Thalamic Bloom (Mamba 3 MIMO - 150M)
This is the fully trained, bare-metal ready Mamba 3 MIMO reasoning engine, specifically calibrated for the Operating Organism (OO) architecture.
It is a 150M parameter Mamba model equipped with a Thalamic Primer layer and Recursive Latent Forcing (RLF). It utilizes 4 dynamic MIMO arms to perform orthogonal reasoning loops, governed by an internal D+ Policy Engine.
Architecture Highlights
- Base Architecture: Mamba 3 (150M parameters,
d_model=768,n_layers=24) - MIMO Arms: 4 active reasoning arms featuring autotomic gating (pruning efficiency > 0.99) to reject hallucination vectors and isolate domain-specific logic.
- Cognitive Engram Injection: The model has undergone surgical "Engram Burns" (Phase 5b) to hardcode bare-metal operating laws directly into the frozen MIMO weights.
Usage & Inference
To run this model, you must use the official implementation from the GitHub repository, as it contains the custom Mamba3MIMORLF class and the Thalamic Primer logic.
1. Clone the Repository
git clone https://github.com/batteryphil/thalamic-bloom.git
cd thalamic-bloom
2. Run Inference
The custom model architecture requires you to load the weights with strict=False so that PyTorch can map the state dict to the MIMO arms.
import torch
from transformers import AutoTokenizer
from mamba3_mimo_builder import Mamba3MIMORLF
device = torch.device('cuda' if torch.cuda.is_available() else 'cpu')

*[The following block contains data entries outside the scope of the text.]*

PR #885, opened 2021-01-28
 Convert StandardType (3) to TransferType (0)

### LINKED ISSUE #880: Debug network stalling after sending transfer transaction
Immediately after sending grpc call Transfer to all 9 nodes of test-harness, network consensus gets stalled. This might be due to a bug with mocking services but still needs to be investigated.

goshawk-3:
fixes #880

### DIFF
--- a/harness/engine/profiles.go
+++ b/harness/engine/profiles.go
@@ -64,7 +64,7 @@ func Profile1(index int, node *DuskNode, walletPath string) {
 	viper.Set("timeout.timeoutkeepalivetime", 30)
 
 	viper.Set("logger.output", node.Dir+"/dusk")
-	viper.Set("logger.level", "warn")
+	viper.Set("logger.level", "info")
 
 	viper.Set("gql.address", node.Cfg.Gql.Address)
 	viper.Set("gql.network", node.Cfg.Gql.Network)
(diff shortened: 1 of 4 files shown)


harness/engine/profiles.go
```diff
@@ -64,7 +64,7 @@ func Profile1(index int, node *DuskNode, walletPath string) {
 	viper.Set("timeout.timeoutkeepalivetime", 30)
 
 	viper.Set("logger.output", node.Dir+"/dusk")
-	viper.Set("logger.level", "warn")
+	viper.Set("logger.level", "info")
```
julesdesmit, line 67: Is it not better to have more granular logging levels for the test-harness, in case we need to debug?

julesdesmit (changes requested):
Just one question.

harness/engine/profiles.go
goshawk-3: For this PR  it should be fine to change it from `warn` to `info`. For debugging test-harness problems within CI, `debug` level would be must but let's address in the next PR.

julesdesmit: I don't understand - what is the point of changing it, and why should we open a new PR to change it back? A change like this may have made sense for debugging during this PR, but it doesn't seem like a change that should be permanent.

goshawk-3: Agreed.  Change removed.

julesdesmit (approved):
LGTM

# 1. Initialize the custom MIMO architecture
model = Mamba3MIMORLF(vocab_size=50304, d_model=768, n_layers=24)
# 2. Load the Thalamic Bloom weights (strict=False is REQUIRED)
checkpoint_path = "thalamic_bloom_150m_oo.pth"
checkpoint = torch.load(checkpoint_path, map_location=device, weights_only=True)
if 'model_state_dict' in checkpoint:
model.load_state_dict(checkpoint['model_state_dict'], strict=False)
else:
model.load_state_dict(checkpoint, strict=False)
model.to(device)
model.eval()
# 3. Generate! (Use T=0.05, top_k=1 for deterministic Identity retrieval)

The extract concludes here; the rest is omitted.